Prevent regression in self-evolving ai agents by using automated regression testing, a growing test case library, versioning, controlled deployment, and continuous monitoring with feedback.
“This course contains the use of artificial intelligence”
Build the next generation of intelligent systems with Memento-Skills: Build Self-Evolving AI Agents, a cutting-edge, hands-on bootcamp designed for professionals who want to move beyond static AI and into self-improving, adaptive agent systems. This course teaches you how to design AI agents that learn from experience, continuously evolve their capabilities, and improve performance over time—without retraining underlying models.
Traditional AI systems rely on fine-tuning models, but modern architectures are shifting toward memory-driven intelligence. In this bootcamp, you’ll master the paradigm of “Memory > Models”, where agents leverage structured memory, reusable skills, and feedback loops to evolve dynamically. You will learn how to design a Memento-Skills architecture, enabling agents to observe, reason, act, and improve autonomously.
Throughout this 7-day intensive bootcamp, you will build a complete self-evolving AI agent system from scratch. Starting with a baseline stateless agent, you’ll progressively add capabilities such as structured logging, skill libraries, and intelligent routing systems. You’ll define what a “skill” is—combining prompts, workflows, and logic—and organize them into reusable, scalable components using JSON and Markdown-based architectures.
A core focus of the course is building a robust skill retrieval and routing engine. You’ll go beyond simple embeddings and implement hybrid retrieval systems using FAISS or Chroma, keyword search (BM25), and reranking techniques to ensure your agent selects the right capability for every task.
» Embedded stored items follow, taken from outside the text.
PR #282, opened 2019-11-04
Metadata callback

laithnurie:
## Problem

Metadata object (Exoplayer) was being passed as a string to the info listener, you can't access data properly within it (to use for analytics reporting etc...).

## Solution

Create NoPlayer Metadata object and parse Exoplayer metadata object to the NoPlayer one.
At some point we probably need to do the same thing for the android media player

### Test(s) added 

Unit tests for the Metadata parser

### Paired with 

Nobody

### DIFF
--- a/core/src/main/java/com/novoda/noplayer/internal/exoplayer/forwarder/ExoPlayerMetadataListener.java
+++ b/core/src/main/java/com/novoda/noplayer/internal/exoplayer/forwarder/ExoPlayerMetadataListener.java
@@ -1,0 +1,27 @@
+package com.novoda.noplayer.internal.exoplayer.forwarder;
+
+import com.google.android.exoplayer2.metadata.Metadata;
+import com.google.android.exoplayer2.metadata.MetadataOutput;
+
+import java.util.List;
+import java.util.concurrent.CopyOnWriteArrayList;
+
+public class ExoPlayerMetadataListener implements MetadataOutput {
+
+    private final List<MetadataOutput> listeners = new CopyOnWriteArrayList<>();
+
+    public void add(MetadataOutput listener) {
+        listeners.add(listener);
+    }
+
+    public void remove(MetadataOutput listener) {
+        listeners.remove(listener);
+    }
+
+    @Override
+    public void onMetadata(Metadata metadata) {
+        for(MetadataOutput listener : listeners) {
+            listener.onMetadata(metadata);
+        }
+    }
+}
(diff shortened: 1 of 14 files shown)


hal9002:
Can one of the admins review this PR?

core/src/main/java/com/novoda/noplayer/internal/exoplayer/forwarder/ExoPlayerMetadataListener.java
```diff
@@ -0,0 +1,27 @@
...
+
+import com.google.android.exoplayer2.metadata.Metadata;
+import com.google.android.exoplayer2.metadata.MetadataOutput;
+
+import java.util.List;
+import java.util.concurrent.CopyOnWriteArrayList;
+
+public class ExoPlayerMetadataListener implements MetadataOutput {
+
+    private final List<MetadataOutput> listeners = new CopyOnWriteArrayList<>();
```
zegnus: 👍

core/src/main/java/com/novoda/noplayer/metadata/Metadata.java
```diff
@@ -0,0 +1,56 @@
+package com.novoda.noplayer.metadata;
+
+import java.util.List;
+
+public class Metadata {
+
+    private final List<Entry> entries;
```
zegnus: cannot we have two entries, one for `BinaryFrame` and another one for `EventMessage`? I'm asking because from the client point of view you are going to force them to inspect the `Entry` interface in order to find out the to what they need to cast to

danybony: Good point 👍

core/src/main/java/com/novoda/noplayer/metadata/Metadata.java
```diff
@@ -0,0 +1,59 @@
...
+
+    public Metadata(List<Entry> entries) {
+        this.entries = entries;
+    }
+
+    /**
+     * Return a list of entries that are instance of {@link BinaryFrame} or {@link EventMessage}
```
zegnus: 👍

core/src/main/java/com/novoda/noplayer/metadata/Metadata.java
zegnus: Talked with @laithnurie offline. Looks like the client needs a list of events **inorder**, so we are going to add some javadoc on the types returned

zegnus:
test this please

zegnus:
test this please

zegnus:
test this please

PR #287, opened 2019-12-02
Add GitHub Action as a pull request builder

zegnus:
## Problem

We want to move away from local Jenkins to the cloud CI on GitHub

## Solution

- Created a Pull Request builder as GitHub Actions
- At the end of the build, it will upload an artifacts.zip file that will contain all static analysis and tests results even if the build fails

### Test(s) added 

Tested in this PR

### Screenshots

No UI changes

### Paired with 

Nobody

### DIFF
--- a/.github/workflows/pull-request-builder.yml
+++ b/.github/workflows/pull-request-builder.yml
@@ -1,0 +1,53 @@
+name: Pull Request Builder
+
+on:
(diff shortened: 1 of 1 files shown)


zegnus:
@Mecharyry yup, but that's another day PR :) this one is just for building pull requests :)

PR #288, opened 2019-12-20
Move ci to GitHub actions

zegnus:
This PR allows:
- Pull request to be build in GitHub Actions
- Snapshot and Release automatic upload when there is a merge into develop and master
- Notify novoda slack #nos channel

### DIFF
--- a/core/build.gradle
+++ b/core/build.gradle
@@ -36,7 +36,7 @@ buildProperties {
     }
     publish {
         def generateVersion = {
-            long first2020 = new Date().parse("dd.MM.yyy", '22.12.2019').getTime()
+            long first2020 = new Date().parse("dd.MM.yyy", '01.01.2020').getTime()
             long today = new Date().getTime()
             int todaySinceFirst2020InSeconds = (today - first2020) / 1000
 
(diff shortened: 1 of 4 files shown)


core/build.gradle
```diff
@@ -24,13 +36,19 @@ buildProperties {
     }
     publish {
         def generateVersion = {
+            long first2020 = new Date().parse("dd.MM.yyy", '22.12.2019').getTime()
```
Mecharyry: You'll need to explain this to me 😂

zegnus: ui, that was a test xD, changing.

So the actual reason is that as the CI builds in a new machine, there is no way to persist the snapshot version without doing a commit, but a commit will trigger another build and we don't want that. So I decided to use a timestamp, but then the number of the default timestamp is huge and I thought that if I can shorten it then it would be a bit easier to identify. Then what I did is to create a timestamp, in seconds, from first Jan 2020. Fixing now

zegnus: https://github.com/novoda/no-player/pull/288/commits/56a821c75672b3a3c402a307ca3f948904471b64

Mecharyry: Not sure if this would be an issue given it is in seconds but couldn't we potentially have the builds out of order if this is built on machines in different timezones?

zegnus: sorted https://github.com/novoda/no-player/pull/288/commits/56a821c75672b3a3c402a307ca3f948904471b64

PR #292, opened 2020-06-24
Avoid reset state when there is an error

zegnus:
## Problem

The AdvertBreakEnd is not called properly after all adverts time out.
The reason is because we receive an AdvertBreakEnd with the information about the advert, then there is an error and we reset the information of the advert. Then at the end, because we have been reseting the advert info, the AdvertBreakEnd is skipped.

## Solution

This is a temporal solution, I might revert this after further testing client side

Avoid reseting the state on advert

### Test(s) added 

This seems to work, but I might revert this change if we do not fully solve the issue on client side

### Screenshots

No changes

### Paired with 

Nobody

### DIFF
--- a/core/build.gradle
+++ b/core/build.gradle
@@ -67,7 +67,7 @@ android {
     lintOptions {
         lintConfig teamPropsFile('static-analysis/lint-config.xml')
         abortOnError true
-        warningsAsErrors true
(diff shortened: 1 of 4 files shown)


zegnus:
I'm merging this for testing purposes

This enables context-aware decision-making and dramatically improves reliability.
You’ll then design multi-step workflows using proven agent patterns like Planner → Executor → Validator, enabling your system to handle complex, real-world tasks. With integrated tools and structured outputs, your agent will generate execution traces, manage state, and operate like a production-grade system.
One of the most powerful aspects of this course is the implementation of a reflection and feedback system. Using LLM-as-a-judge, your agent will evaluate its own outputs, identify failures, and generate improvement suggestions. You’ll implement tip memory and skill memory, allowing your system to retain insights and refine behavior over time.
Finally, you’ll build a skill evolution engine that enables your agent to rewrite existing skills or create new ones dynamically. With built-in guardrails, validation mechanisms, and rollback strategies, you’ll ensure your system improves safely without regression—bringing you closer to truly autonomous AI systems.
By the end of this course, you will have built a production-ready, self-evolving AI agent, complete with memory systems, evaluation pipelines, and continuous learning loops. This is not just theory—you’ll walk away with a portfolio-grade project that demonstrates expertise in agentic AI, multi-agent systems, and intelligent automation.
Whether you're an AI engineer, product leader, or innovator, this course equips you with the skills to build next-generation AI systems that don’t just respond—but learn, adapt, and evolve.